== EXERCISE OBJECTIVE ==
Which lines below hold the word "because"? Copy all of them.
━━━━━━━━━━━━━━━━━━━━
Issue #1101, opened 2019-10-26
Simple E2E test(s) to verify JSON URL routing continues to work


dannyrb:
https://deploy-preview-1093--ohif.netlify.com/pwa/viewer?url=https://s3.eu-central-1.amazonaws.com/ohif-viewer/JSON/PTCTStudy.json

or

http://localhost:3000/viewer?url=https://s3.eu-central-1.amazonaws.com/ohif-viewer/JSON/PTCTStudy.json

PR #1145, opened 2019-11-01
Tests for routes: PT/CT json, studies, series, frames, metadatas

mirnasilva:
Tests cases for issue #1101 

Verifying if the following routes are being requested:
```
**/PTCTStudy/**
**/studies/**
**/studies/**/series
**/studies/**/series/**/metadata
**/studies/**/series/**/instances/**/frames/1
```


platform/viewer/cypress/integration/common/OHIFRoutes.spec.js
```diff
@@ -0,0 +1,42 @@
+// type definitions for Cypress object "cy"
+/// <reference types="cypress" />
```
dannyrb: Why typedef comments?

platform/viewer/cypress/integration/common/OHIFRoutes.spec.js
```diff
@@ -0,0 +1,42 @@
...
+    cy.visit(
+      '/viewer?url=https://s3.eu-central-1.amazonaws.com/ohif-viewer/JSON/PTCTStudy.json'
+    );
+    cy.server();
+    cy.route('GET', '**/PTCTStudy/**').as('getPTCTStudy');
+
+    cy.wait('@getPTCTStudy.all');
+    cy.get('@getPTCTStudy').should($route => {
+      expect($route.status).to.be.eq(200);
+    });
```
dannyrb: I tried to think about how I might test this, and I can't think of anything more resilient, except maybe creating a `json` file that's part of our app we use specifically for this test (instead of an external resource).

Can we drop a PercySnapshot in here? Probably after a minimum thumbnail load or something similar?

platform/viewer/cypress/integration/common/OHIFRoutes.spec.js
```diff
@@ -0,0 +1,42 @@
...
+
+    cy.wait(['@getStudies', '@getSeries', '@getMetadata', '@getFrames']).spread(
+      (getStudies, getSeries, getMetadata, getFrames) => {
+        expect(getStudies.status).to.be.eq(200);
+        expect(getSeries.status).to.be.eq(200);
+        expect(getMetadata.status).to.be.eq(200);
+        expect(getFrames.status).to.be.eq(200);
+      }
+    );
+  });
```
dannyrb: I think we already have this route covered with our other tests. This is interesting, because it forces us to test that we're hitting DICOMWeb endpoints, but I don't know that it buys me more confidence that this route is working as expected.

We can probably skip the basic `studies` route -- maybe even add a comment at the top of the file that we exclude tests for it because the bulk/all of our other study/viewer tests use this route?

platform/viewer/cypress/integration/common/OHIFRoutes.spec.js
mirnasilva: This typedef automatically activates an Intelligent Code Completion [(check it here)](https://docs.cypress.io/guides/tooling/intelligent-code-completion.html#Writing-Tests). We can remove it if it doesn't make sense to keep it. (but is pretty cool :) )

platform/viewer/cypress/integration/common/OHIFRoutes.spec.js
mirnasilva: Hmm. Not sure exactly how we can navigate/load the local `json` file. The following code isn't working, any thoughts?

```
cy.fixture('./../fixtures/PTCTStudy.json').as('PTCTStudyJSON');

cy.visit('/');
cy.request('viewer?url=PTCTStudyJSON');
```

dannyrb:
@mirnasilva, tests are failing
━━━━━━━━━━━━━━━━━━━━
== SOLVED PROBLEM ==
dannyrb: I think we already have this route covered with our other tests. This is interesting, because it forces us to test that we're hitting DICOMWeb endpoints, but I don't know that it buys me more confidence that this route is working as expected.
We can probably skip the basic `studies` route -- maybe even add a comment at the top of the file that we exclude tests for it because the bulk/all of our other study/viewer tests use this route?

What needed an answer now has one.